Human gastric cancer cells (NCl‑N87) were cultured in standard conditions and then exposed to plasma water at a 10 % volume ratio for 0, 10, 20, or 30 minutes. Cell viability was assessed using the MTT assay, while apoptosis was quantified by Annexin V‑FITC/propidium iodide (PI) flow cytometry and by Western blot analysis of key apoptotic proteins. The 30‑minute treatment produced the most pronounced effect: cell viability dropped to roughly 25 % of the untreated control, and the proportion of early and late apoptotic cells rose to 22 % and 53 %, respectively.

Fluorescent probes (DCFDA for ROS and DAF‑2 DA for RNS) demonstrated that a 30‑minute plasma discharge increased ROS levels by approximately 2.3‑fold and RNS levels by about 4.1‑fold relative to untreated water. Notably, the concentration of nitric oxide (NO·) and its derived species (NO₂⁻) dominated the RNS pool. To dissect the relative contributions of ROS and RNS to cell death, the authors performed inhibitor studies. Co‑treatment with the nitric oxide synthase inhibitor L‑NAME reduced apoptosis to ~45 % of the level observed with plasma water alone, whereas the ROS scavenger N‑acetylcysteine (NAC) lowered apoptosis to ~60 %. These data indicate that RNS, particularly NO‑related species, play a more decisive role than ROS in driving apoptosis in gastric cancer cells under these conditions.

Molecular analysis further clarified the death pathway. Western blotting revealed cleavage (activation) of caspase‑9 and caspase‑3, together with down‑regulation of the anti‑apoptotic protein Bcl‑2, indicating activation of the intrinsic (mitochondrial) apoptotic cascade. Cell‑cycle profiling showed an accumulation of cells in the G2/M phase after plasma‑water treatment, suggesting that DNA damage and checkpoint activation also contribute to the observed cytotoxicity.

The physicochemical properties of the plasma water were characterized.
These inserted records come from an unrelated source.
PR #907, opened 2023-05-12
Implement rest.li xDS service discovery flow and DualRead mode loadbalancer

rickzx:
Implement rest.li xDS service discovery flow, including xDS client, xDS to D2 adaptor and event publisher. 
Implement DualRead mode load balancer.

Test:
- End-to-end test with internal test MP toki. PR link: (TBD)

TODO:
- Create unit tests
- Implement DualRead monitor system
- End-to-end test with LiX dynamic switch
- Integration test with @gu0keno0 's framework
- Handle resource un-subscription
- Documentations

### DIFF
--- a/d2/src/main/java/com/linkedin/d2/balancer/LoadBalancer.java
+++ b/d2/src/main/java/com/linkedin/d2/balancer/LoadBalancer.java
@@ -19,6 +19,7 @@ package com.linkedin.d2.balancer;
 import com.linkedin.common.callback.Callback;
 import com.linkedin.common.callback.FutureCallback;
 import com.linkedin.common.util.None;
+import com.linkedin.d2.balancer.dualread.DualReadModeProvider;
 import com.linkedin.d2.balancer.properties.ClusterProperties;
 import com.linkedin.d2.balancer.properties.ServiceProperties;
 import com.linkedin.d2.balancer.properties.UriProperties;
@@ -26,6 +27,7 @@ import com.linkedin.d2.discovery.event.PropertyEventThread.PropertyEventShutdown
 import com.linkedin.r2.message.Request;
 import com.linkedin.r2.message.RequestContext;
 import com.linkedin.r2.transport.common.bridge.client.TransportClient;
+import java.util.Map;
 import java.util.concurrent.ExecutionException;
 import org.apache.commons.lang3.tuple.Pair;
 
@@ -96,6 +98,11 @@ public interface LoadBalancer
   void start(Callback<None> callback);
 
   void shutdown(PropertyEventShutdownCallback shutdown);
+
+  default void updateDualReadStatus(Map<String, DualReadModeProvider.DualReadMode> dualReadStatus)
+  {
+    // Default to no-op
+  }
 
   // ################## Methods to deprecate Section ##################
 
--- a/d2/src/main/java/com/linkedin/d2/balancer/LoadBalancer.java
+++ b/d2/src/main/java/com/linkedin/d2/balancer/LoadBalancer.java
@@ -19,12 +19,15 @@ package com.linkedin.d2.balancer;
 import com.linkedin.common.callback.Callback;
 import com.linkedin.common.callback.FutureCallback;
 import com.linkedin.common.util.None;
+import com.linkedin.d2.balancer.properties.ClusterProperties;
 import com.linkedin.d2.balancer.properties.ServiceProperties;
+import com.linkedin.d2.balancer.properties.UriProperties;
 import com.linkedin.d2.discovery.event.PropertyEventThread.PropertyEventShutdownCallback;
 import com.linkedin.r2.message.Request;
 import com.linkedin.r2.message.RequestContext;
 import com.linkedin.r2.transport.common.bridge.client.TransportClient;
 import java.util.concurrent.ExecutionException;
+import org.apache.commons.lang3.tuple.Pair;
 
 
 /**
@@ -82,6 +85,12 @@ public interface LoadBalancer
     {
       clientCallback.onError(e);
     }
+  }
+
+  default void getLoadBalancedClusterProperties(String clusterName,
+      Callback<Pair<ClusterProperties, UriProperties>> callback)
+  {
+    throw new UnsupportedOperationException();
   }
 
   void start(Callback<None> callback);
--- a/d2/src/main/java/com/linkedin/d2/balancer/LoadBalancer.java
+++ b/d2/src/main/java/com/linkedin/d2/balancer/LoadBalancer.java
@@ -87,7 +87,7 @@ public interface LoadBalancer
     }
   }
 
-  default void getLoadBalancedClusterProperties(String clusterName,
+  default void getLoadBalancedClusterAndUriProperties(String clusterName,
       Callback<Pair<ClusterProperties, UriProperties>> callback)
   {
     throw new UnsupportedOperationException();
--- a/d2/src/main/java/com/linkedin/d2/balancer/dualread/DualReadLoadBalancer.java
+++ b/d2/src/main/java/com/linkedin/d2/balancer/dualread/DualReadLoadBalancer.java
@@ -74,6 +74,9 @@ public class DualReadLoadBalancer implements LoadBalancerWithFacilities
   @Override
   public void start(Callback<None> callback)
   {
+    // Prefetch the global dual read mode
+    _dualReadStateManager.checkAndSwitchMode(null);
+
     _newLb.start(new Callback<None>()
     {
       @Override
@@ -94,9 +97,6 @@ public class DualReadLoadBalancer implements LoadBalancerWithFacilities
     // Call back will succeed as long as the old balancer is successfully started. New load balancer failure
     // won't block application start up.
     _oldLb.start(callback);
-
-    // Prefetch the global dual read mode
-    _dualReadStateManager.checkAndSwitchMode(null);
   }
 
   @Override
--- a/d2/src/main/java/com/linkedin/d2/balancer/dualread/DualReadLoadBalancer.java
+++ b/d2/src/main/java/com/linkedin/d2/balancer/dualread/DualReadLoadBalancer.java
@@ -16,7 +16,6 @@
 
 package com.linkedin.d2.balancer.dualread;
 
-import com.google.common.util.concurrent.RateLimiter;
 import com.linkedin.common.callback.Callback;
 import com.linkedin.common.callback.Callbacks;
 import com.linkedin.common.util.None;
@@ -35,9 +34,7 @@ import com.linkedin.r2.message.Request;
 import com.linkedin.r2.message.RequestContext;
 import com.linkedin.r2.transport.common.TransportClientFactory;
 import com.linkedin.r2.transport.common.bridge.client.TransportClient;
-import java.util.concurrent.ConcurrentHashMap;
-import java.util.concurrent.ConcurrentMap;
-import java.util.concurrent.ScheduledExecutorService;
+import javax.annotation.Nonnull;
 import org.apache.commons.lang3.tuple.Pair;
 import org.slf4j.Logger;
 import org.slf4j.LoggerFactory;
@@ -53,34 +50,24 @@ import org.slf4j.LoggerFactory;
  *
  * In OLD_LB_ONLY mode, it reads exclusively from the old load balancer.
  * In NEW_LB_ONLY mode, it reads exclusively from the new load balancer.
- * In DUAL_READ mode, it reads from both the old and the new load balancer, but relys on the data from old
+ * In DUAL_READ mode, it reads from both the old and the new load balancer, but relies on the data from old
  * load balancer only.
  */
-@SuppressWarnings("UnstableApiUsage")
 public class DualReadLoadBalancer implements LoadBalancerWithFacilities
 {
-  private static final Logger _log = LoggerFactory.getLogger(DualReadLoadBalancer.class);
+  private static final Logger LOG = LoggerFactory.getLogger(DualReadLoadBalancer.class);
   private final LoadBalancerWithFacilities _oldLb;
   private final LoadBalancerWithFacilities _newLb;
-  private final DualReadModeProvider _dualReadModeProvider;
-  private final ScheduledExecutorService _executorService;
-  private final RateLimiter _rateLimiter;
+  private final DualReadStateManager _dualReadStateManager;
 
-  // Stores service-level dual read mode
-  private final ConcurrentMap<String, DualReadModeProvider.DualReadMode> _serviceDualReadModes;
-  // Stores global dual read mode
-  private volatile DualReadModeProvider.DualReadMode _dualReadMode = DualReadModeProvider.DualReadMode.OLD_LB_ONLY;
   private boolean _isNewLbReady;
 
   public DualReadLoadBalancer(LoadBalancerWithFacilities oldLb, LoadBalancerWithFacilities newLb,
-      DualReadModeProvider dualReadModeProvider, ScheduledExecutorService executorService, int modeSwitchInterval)
+      @Nonnull DualReadStateManager dualReadStateManager)
   {
     _oldLb = oldLb;
     _newLb = newLb;
-    _dualReadModeProvider = dualReadModeProvider;
-    _executorService = executorService;
-    _rateLimiter = RateLimiter.create((double) 1 / modeSwitchInterval);
-    _serviceDualReadModes = new ConcurrentHashMap<>();
+    _dualReadStateManager = dualReadStateManager;
     _isNewLbReady = false;
   }
 
@@ -92,14 +79,14 @@ public class DualReadLoadBalancer implements LoadBalancerWithFacilities
       @Override
       public void onError(Throwable e)
       {
-        _log.warn("Failed to start new load balancer. Fall back to read from old balancer only", e);
+        LOG.warn("Failed to start new load balancer. Fall back to read from old balancer only", e);
         _isNewLbReady = false;
       }
 
       @Override
       public void onSuccess(None result)
       {
-        _log.info("New load balancer successfully started");
+        LOG.info("New load balancer successfully started");
         _isNewLbReady = true;
       }
     });
@@ -109,7 +96,7 @@ public class DualReadLoadBalancer implements LoadBalancerWithFacilities
     _oldLb.start(callback);
 
     // Prefetch the global dual read mode
-    _dualReadMode = _dualReadModeProvider.getDualReadMode();
+    _dualReadStateManager.checkAndSwitchMode(null);
   }
 
   @Override
@@ -122,31 +109,31 @@ public class DualReadLoadBalancer implements LoadBalancerWithFacilities
         _newLb.getClient(request, requestContext, clientCallback);
         break;
       case DUAL_READ:
-
         _newLb.getLoadBalancedServiceProperties(serviceName, new Callback<ServiceProperties>()
         {
           @Override
           public void onError(Throwable e)
           {
-            _log.error("Double read failure. Unable to read service properties from: " + serviceName, e);
+            LOG.error("Double read failure. Unable to read service properties from: " + serviceName, e);
           }
 
           @Override
           public void onSuccess(ServiceProperties result)
           {
             String clusterName = result.getClusterName();
+            _dualReadStateManager.updateCluster(clusterName, DualReadModeProvider.DualReadMode.DUAL_READ);
             _newLb.getLoadBalancedClusterAndUriProperties(clusterName, new Callback<Pair<ClusterProperties, UriProperties>>()
             {
               @Override
               public void onError(Throwable e)
               {
-                _log.error("Dual read failure. Unable to read cluster properties from: " + clusterName, e);
+                LOG.error("Dual read failure. Unable to read cluster properties from: " + clusterName, e);
               }
 
               @Override
               public void onSuccess(Pair<ClusterProperties, UriProperties> result)
               {
-                _log.debug("Dual read is successful. Get cluster and uri properties: " + result);
+                LOG.debug("Dual read is successful. Get cluster and uri properties: " + result);
               }
             });
           }
@@ -268,32 +255,6 @@ public class DualReadLoadBalancer implements LoadBalancerWithFacilities
     }
   }
 
-  /**
-   * Asynchronously check and update the dual read mode for the given D2 service
-   * @param d2ServiceName the name of the D2 service
-   */
-  public void checkAndSwitchMode(String d2ServiceName)
-  {
-    _executorService.submit(() ->
-    {
-      boolean shouldCheck = _rateLimiter.tryAcquire();
-      if (shouldCheck)
-      {
-        // Check and switch global dual read mode
-        _dualReadMode = _dualReadModeProvider.getDualReadMode();
-        _log.debug("Global dual read mode updated: " + _dualReadMode);
-
-        // Check and switch service-level dual read mode}
-        if (d2ServiceName != null)
-        {
-          DualReadModeProvider.DualReadMode mode = _dualReadModeProvider.getDualReadMode(d2ServiceName);
-          _serviceDualReadModes.put(d2ServiceName, mode);
-          _log.debug("Dual read mode for service " + d2ServiceName + " updated: " + mode);
-        }
-      }
-    });
-  }
-
   private boolean shouldReadFromOldLb()
   {
     DualReadModeProvider.DualReadMode dualReadMode = getDualReadMode();
@@ -308,8 +269,7 @@ public class DualReadLoadBalancer implements LoadBalancerWithFacilities
       return DualReadModeProvider.DualReadMode.OLD_LB_ONLY;
     }
 
-    checkAndSwitchMode(null);
-    return _dualReadMode;
+    return _dualReadStateManager.getDualReadMode();
   }
 
   private DualReadModeProvider.DualReadMode getDualReadMode(String d2ServiceName)
@@ -319,8 +279,7 @@ public class DualReadLoadBalancer implements LoadBalancerWithFacilities
       return DualReadModeProvider.DualReadMode.OLD_LB_ONLY;
     }
 
-    checkAndSwitchMode(d2ServiceName);
-    return _serviceDualReadModes.getOrDefault(d2ServiceName, _dualReadMode);
+    return _dualReadStateManager.getServiceDualReadMode(d2ServiceName);
   }
 
   @Override
@@ -328,7 +287,7 @@ public class DualReadLoadBalancer implements LoadBalancerWithFacilities
   {
     _newLb.shutdown(() ->
     {
-      _log.info("New load balancer successfully shut down");
+      LOG.info("New load balancer successfully shut down");
     });
 
     _oldLb.shutdown(callback);
--- a/d2/src/main/java/com/linkedin/d2/balancer/dualread/DualReadLoadBalancer.java
+++ b/d2/src/main/java/com/linkedin/d2/balancer/dualread/DualReadLoadBalancer.java
@@ -1,0 +1,312 @@
+package com.linkedin.d2.balancer.dualread;
+
+import com.google.common.util.concurrent.RateLimiter;
+import com.linkedin.common.callback.Callback;
+import com.linkedin.common.callback.Callbacks;
+import com.linkedin.common.util.None;
+import com.linkedin.d2.balancer.Directory;
+import com.linkedin.d2.balancer.KeyMapper;
+import com.linkedin.d2.balancer.LoadBalancerWithFacilities;
+import com.linkedin.d2.balancer.properties.ClusterProperties;
+import com.linkedin.d2.balancer.properties.ServiceProperties;
+import com.linkedin.d2.balancer.properties.UriProperties;
+import com.linkedin.d2.balancer.util.ClusterInfoProvider;
+import com.linkedin.d2.balancer.util.LoadBalancerUtil;
+import com.linkedin.d2.balancer.util.hashing.HashRingProvider;
+import com.linkedin.d2.balancer.util.partitions.PartitionInfoProvider;
+import com.linkedin.d2.discovery.event.PropertyEventThread;
+import com.linkedin.r2.message.Request;
+import com.linkedin.r2.message.RequestContext;
+import com.linkedin.r2.transport.common.TransportClientFactory;
+import com.linkedin.r2.transport.common.bridge.client.TransportClient;
+import java.util.HashMap;
+import java.util.Map;
+import java.util.concurrent.ScheduledExecutorService;
+import org.apache.commons.lang3.tuple.Pair;
+import org.slf4j.Logger;
+import org.slf4j.LoggerFactory;
+
+
+@SuppressWarnings("UnstableApiUsage")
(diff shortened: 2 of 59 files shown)


d2/src/test/java/com/linkedin/d2/xds/XdsToD2SampleClient.java
```diff
@@ -0,0 +1,96 @@
...
+      );
+    }
+
+    XdsChannelFactory xdsChannelFactory = new XdsChannelFactory(sslContext, xdsServer);
+    XdsClient xdsClient = new XdsClientImpl(node, xdsChannelFactory.createChannel(),
+        Executors.newSingleThreadScheduledExecutor());
+
+    XdsToD2PropertiesAdaptor adaptor = new XdsToD2PropertiesAdaptor(xdsClient);
+    adaptor.listenToService(serviceName);
+    adaptor.listenToCluster("TokiBackendGrpc");
```
rickzx, line 90: Will need to update this SampleClient later as a more generic example

gu0keno0:
cc: @jpstewart

d2/src/main/java/com/linkedin/d2/xds/balancer/XdsLoadBalancerWithFacilitiesFactory.java
```diff
@@ -0,0 +1,37 @@
...
+import java.util.concurrent.Executors;
+import java.util.concurrent.ScheduledExecutorService;
+
+
+public class XdsLoadBalancerWithFacilitiesFactory implements LoadBalancerWithFacilitiesFactory
+{
+  @Override
+  public LoadBalancerWithFacilities create(D2ClientConfig config)
+  {
+    D2ClientJmxManager d2ClientJmxManager = new D2ClientJmxManager(config.d2JmxManagerPrefix, config.jmxManager);
```
gu0keno0, line 22: Do we need to give xDS data another Jmx prefix? How does it look like in Jmx UI?

d2/src/main/java/com/linkedin/d2/xds/balancer/DualReadXdsLoadBalancerFactory.java
```diff
@@ -0,0 +1,31 @@
...
+
+
+public class DualReadXdsLoadBalancerFactory implements LoadBalancerWithFacilitiesFactory
+{
+  private final LoadBalancerWithFacilitiesFactory _oldLbFactory;
+  private final LoadBalancerWithFacilitiesFactory _newLbFactory;
+  private final DualReadModeProvider _dualReadModeProvider;
+
+  public DualReadXdsLoadBalancerFactory(LoadBalancerWithFacilitiesFactory oldLbFactory,
+      LoadBalancerWithFacilitiesFactory newLbFactory, DualReadModeProvider dualReadModeProvider)
```
gu0keno0, line 18: Nit: for the context of this class, we can just create XdsLoadBalancerWithFacilitiesFactory as the newLbFactory and remove it from the constructor parameter?

d2/src/main/java/com/linkedin/d2/balancer/LoadBalancer.java
```diff
@@ -84,6 +87,12 @@ default void getLoadBalancedServiceProperties(String serviceName, Callback<Servi
     }
   }
 
+  default void getLoadBalancedClusterProperties(String clusterName,
```
bohhyang, line 90: "getLoadBalancedClusterAndUriProperties" to be more descriptive? same applies to the other load balancer classes in this PR.

d2/src/main/java/com/linkedin/d2/xds/balancer/DualReadXdsLoadBalancerFactory.java
```diff
@@ -0,0 +1,31 @@
...
+
+import com.linkedin.d2.balancer.D2ClientConfig;
+import com.linkedin.d2.balancer.LoadBalancerWithFacilities;
+import com.linkedin.d2.balancer.LoadBalancerWithFacilitiesFactory;
+import com.linkedin.d2.balancer.dualread.DualReadLoadBalancer;
+import com.linkedin.d2.balancer.dualread.DualReadModeProvider;
+import java.util.concurrent.Executors;
+
+
+public class DualReadXdsLoadBalancerFactory implements LoadBalancerWithFacilitiesFactory
```
bohhyang, line 11: If we want to make this factory general for any dual read situation in the future, we should remove the "Xds" part. However, I don't think we will have more dual read cases since restli clients should be deprecated by gRPC clients in near future. I think we can just name it particularly as "ZkAndXds", and name the new and old factory directly as xdsLbFactory and zkLbFactory.

d2/src/main/java/com/linkedin/d2/balancer/dualread/DualReadLoadBalancer.java
```diff
@@ -0,0 +1,312 @@
...
+        _oldLb.getLoadBalancedClusterProperties(clusterName, callback);
+    }
+  }
+
+  @Override
+  public Directory getDirectory()
+  {
+    DualReadModeProvider.DualReadMode dualReadMode = getDualReadMode();
+    if (dualReadMode == DualReadModeProvider.DualReadMode.DUAL_READ
+        || dualReadMode == DualReadModeProvider.DualReadMode.OLD_LB_ONLY)
```
bohhyang, line 175: looks like this part can be in a small helper function "isNotReadingXdsOnly" since it's repeated quite many times.

d2/src/main/java/com/linkedin/d2/balancer/LoadBalancer.java
```diff
@@ -84,6 +87,12 @@ default void getLoadBalancedServiceProperties(String serviceName, Callback<Servi
     }
   }
```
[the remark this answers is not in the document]
rickzx: Adding all javadocs in the next commit

d2/src/main/java/com/linkedin/d2/balancer/dualread/DualReadLoadBalancer.java
```diff
@@ -0,0 +1,312 @@
...
+        _oldLb.getLoadBalancedClusterProperties(clusterName, callback);
+        break;
+      case OLD_LB_ONLY:
+      default:
+        _oldLb.getLoadBalancedClusterProperties(clusterName, callback);
+    }
+  }
+
+  @Override
+  public Directory getDirectory()
```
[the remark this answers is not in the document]
rickzx: https://github.com/linkedin/rest.li/blob/3e5ae8ccdfb4477f3ba7e89d03d983978a3d0049/d2/src/main/java/com/linkedin/d2/balancer/Directory.java#L28

It returns a directory that can query all service and cluster names in ZK (just the name, not the data). I think we will need a separate INDIS registry observer API for this. I'll leave a TODO item for now.

d2/src/main/java/com/linkedin/d2/balancer/dualread/DualReadLoadBalancer.java
```diff
@@ -0,0 +1,312 @@
...
+  public void checkAndSwitchMode(String d2ServiceName)
+  {
+    _executorService.submit(() ->
+    {
+      boolean shouldCheck = _rateLimiter.tryAcquire();
+      if (shouldCheck)
+      {
+        // Check and switch global dual read mode
+        _dualReadMode = _dualReadModeProvider.getDualReadMode();
+        _log.debug("Global dual read mode updated: " + _dualReadMode);
```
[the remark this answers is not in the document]
rickzx: The global `_dualReadMode` is updated the line above, right?

d2/src/main/java/com/linkedin/d2/balancer/dualread/DualReadLoadBalancer.java
```diff
@@ -0,0 +1,312 @@
...
+
+        // Check and switch service-level dual read mode}
+        if (d2ServiceName != null)
+        {
+          DualReadModeProvider.DualReadMode mode = _dualReadModeProvider.getDualReadMode(d2ServiceName);
+          _serviceDualReadModes.put(d2ServiceName, mode);
```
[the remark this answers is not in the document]
rickzx: Yes, because all the update block is put inside a single-threaded executor. So we won't run into concurrency issues.

d2/src/main/proto/diskzk.proto
```diff
@@ -0,0 +1,41 @@
+syntax = "proto3";
+
+package indis;
+
+import "google/protobuf/struct.proto";
```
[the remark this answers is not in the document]
rickzx: Sounds good. Changed to XdsD2.proto

d2/src/main/java/com/linkedin/d2/balancer/dualread/DualReadLoadBalancerMonitor.java
```diff
@@ -0,0 +1,76 @@
...
+  private Cache<String, CacheEntry<T>> buildCache()
+  {
+    return CacheBuilder.newBuilder()
+        .maximumSize(MAX_CACHE_SIZE)
+        // Invalidate cache entry after 30s to avoid overflow
+        .expireAfterWrite(CACHE_EXPIRATION_SECOND, TimeUnit.SECONDS)
+        .removalListener(notification ->
+        {
+          // If a cache entry is evicted due to TTL, print a WARN log because it only
+          // receives update from one source
```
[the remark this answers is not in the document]
rickzx: It's not always true. It's actually a good thing about guava Cache. It separates cache entry removal by causes: https://guava.dev/releases/19.0/api/docs/com/google/common/cache/RemovalCause.html.

At line 35, we manually remove the cache entry, so the removal cause is `EXPLICIT` and won't trigger the warning message. Only cache entry removal caused by `EXPIRED` due to TTL will trigger the warning

d2/src/main/java/com/linkedin/d2/balancer/properties/ServicePropertiesJsonSerializer.java
```diff
@@ -232,7 +232,7 @@ private ServiceProperties buildServicePropertiesFromMap(Map<String,Object> map)
     Map<String, Object> relativeStrategyProperties = mapGetOrDefault(map, PropertyKeys.RELATIVE_STRATEGY_PROPERTIES, Collections.emptyMap());
     boolean enableClusterSubsetting = map.containsKey(PropertyKeys.ENABLE_CLUSTER_SUBSETTING) ? PropertyUtil.coerce(
         map.get(PropertyKeys.ENABLE_CLUSTER_SUBSETTING), Boolean.class) : SubsettingStrategy.DEFAULT_ENABLE_CLUSTER_SUBSETTING;
-    int minClusterSubsetSize = map.containsKey(PropertyKeys.MIN_CLUSTER_SUBSET_SIZE) ? PropertyUtil.coerce(
+    Integer minClusterSubsetSize = map.containsKey(PropertyKeys.MIN_CLUSTER_SUBSET_SIZE) ? PropertyUtil.coerce(
```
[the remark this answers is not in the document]
rickzx: This is a really weird Java compilation thing. If i use primitive int, it always complain about Integer cannot be cast to int

d2/src/main/java/com/linkedin/d2/balancer/simple/SimpleLoadBalancer.java
```diff
@@ -793,6 +794,67 @@ public void getLoadBalancedServiceProperties(String serviceName, boolean waitFor
     }
   }
 
+  @Override
+  public void getLoadBalancedClusterProperties(String clusterName,
```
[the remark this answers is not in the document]
rickzx: The getLoadBalancedServiceProperties is already existing, and is only used internally in rest.li. But both these API are good for double read, as it ensures listening on the resource

d2/src/main/java/com/linkedin/d2/xds/balancer/DualReadXdsLoadBalancerFactory.java
rickzx: Good point!

d2/src/main/java/com/linkedin/d2/balancer/dualread/DualReadLoadBalancer.java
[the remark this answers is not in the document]
gu0keno0: I see, sounds good. INDIS Registry Observer supports "*" subscription, you can open a new stream and do a one-off read to get this effect.

d2/src/main/java/com/linkedin/d2/balancer/dualread/DualReadLoadBalancer.java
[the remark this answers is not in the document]
gu0keno0: Oh yeah, you are right!

d2/src/main/java/com/linkedin/d2/balancer/dualread/DualReadLoadBalancer.java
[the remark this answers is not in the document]
gu0keno0: AFAIK, updating the variable may or may not take effect immediately if we read it from another thread. "**volatile**" is made for this purpose, or not in Java?

d2/src/main/java/com/linkedin/d2/xds/XdsClientImpl.java
```diff
@@ -0,0 +1,583 @@
...
+    _executorService.execute(() ->
+    {
+      _shutdown = true;
+      _log.info("Shutting down");
+      if (_adsStream != null) {
+        _adsStream.close(Status.CANCELLED.withDescription("shutdown").asException());
+      }
+    });
+
+    _executorService.shutdown();
```
gu0keno0, line 117: Nit: it may be better to let the owner to shutdown this executor. E.g. maybe let XdsLB class to own the thread, and let it close the executor when it is shutdown.

d2/src/main/java/com/linkedin/d2/xds/XdsClientImpl.java
```diff
@@ -0,0 +1,583 @@
...
+      if (_closed)
+      {
+        return;
+      }
+      _log.error("ADS stream closed with status {}: {}. Cause: {}", error.getCode(), error.getDescription(),
+          error.getCause());
+      _closed = true;
+      handleStreamClosed(error);
+      cleanUp();
+      if (_responseReceived || _retryBackoffPolicy == null) {
```
gu0keno0, line 554: Any particular reason to gate exponential backoff by _responseReceived? Or, should we just always do exp-backoff and reset it upon successful connection?

d2/src/main/java/com/linkedin/d2/xds/XdsClientImpl.java
```diff
@@ -0,0 +1,583 @@
...
+{
+  private static final Logger _log = LoggerFactory.getLogger(XdsClientImpl.class);
+
+  private final Map<String, ResourceSubscriber> _d2NodeSubscribers = new HashMap<>();
+  private final Map<String, ResourceSubscriber> _d2NodeMapSubscribers = new HashMap<>();
+
+  private final Node _node;
+  private final ManagedChannel _managedChannel;
+  private final ScheduledExecutorService _executorService;
+  private final BackoffPolicy.Provider _backoffPolicyProvider = new ExponentialBackoffPolicy.Provider();
```
gu0keno0, line 59: Let's be explicit about the multiplier and the maximum: https://github.com/grpc/grpc-java/blob/master/core/src/main/java/io/grpc/internal/ExponentialBackoffPolicy.java#L79 . So that we can fully control our client's behavior.

d2/src/main/java/com/linkedin/d2/xds/XdsClientImpl.java
```diff
@@ -0,0 +1,583 @@
...
+      ResourceUpdate resourceUpdate = entry.getValue();
+      ResourceSubscriber subscriber = getResourceSubscriberMap(type).get(resourceName);
+      if (subscriber != null)
+      {
+        subscriber.onData(resourceUpdate);
+      }
+    }
+  }
+
+  private void handleStreamClosed(Status error) {
```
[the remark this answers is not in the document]
bohhyang: nvm, saw the AdsStream logging it.

d2/src/main/java/com/linkedin/d2/balancer/dualread/DualReadModeProvider.java
```diff
@@ -0,0 +1,17 @@
+package com.linkedin.d2.balancer.dualread;
+
+public interface DualReadModeProvider
+{
+  enum DualReadMode
+  {
+    OLD_LB_ONLY,
```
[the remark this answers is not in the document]
rickzx: I was hoping this LB will be a generic setting that can be used for any migration or dual-read purpose. The actual LB is `DualReadXdsLoadBalancerFactory`, and will set old lb = direct ZK and new lb = XDS.

I also updated Javadocs for all public classes. What do you think?

d2/src/main/proto/diskzk.proto
```diff
@@ -0,0 +1,41 @@
...
+
+option go_package = "golnkd.in/indis-registry-observer/diskzk/schema";
+
+message Stat {
```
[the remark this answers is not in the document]
rickzx: Yeah, as we discussed, it will be a challenge since rest.li is open-sourced.

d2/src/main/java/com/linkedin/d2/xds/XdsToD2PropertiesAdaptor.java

The discharge parameters were set at 5 kV, 20 kHz, and a current of 0.5 A, sustained for up to 30 minutes. After treatment, the water’s pH decreased modestly from 7.2 to 6.8, and its conductivity rose from 1.2 µS cm⁻¹ to 3.5 µS cm⁻¹, reflecting the dissolution of ionic ROS/RNS. These changes confirm that the plasma discharge effectively enriches the aqueous medium with biologically active species capable of diffusing into cells and tissues.

The authors argue that plasma water offers several advantages over direct plasma irradiation. Because the reactive species are dissolved in a liquid medium, they can be delivered uniformly throughout a three‑dimensional cell culture or potentially into deeper tumor regions in vivo, bypassing the shallow penetration depth of plasma jets. Moreover, plasma water can be stored, transported, and administered using conventional medical delivery systems, facilitating clinical translation.

Nevertheless, the study acknowledges several limitations. All experiments were performed in vitro, and the selectivity of plasma water for cancer cells versus normal gastric epithelial cells remains to be demonstrated. Long‑term toxicity, immune responses, and the stability of the reactive species during storage have not been addressed. Scaling up the production of plasma water while maintaining consistent ROS/RNS concentrations also poses a technical challenge.

In conclusion, this work provides compelling evidence that NTAP‑generated plasma water can induce robust apoptosis in human gastric cancer cells, with RNS—particularly nitric oxide‑derived species—playing a pivotal role. The findings lay the groundwork for future pre‑clinical investigations, including animal tumor models and pharmacokinetic studies, to evaluate the safety, efficacy, and practical delivery of plasma‑water‑based anticancer therapy.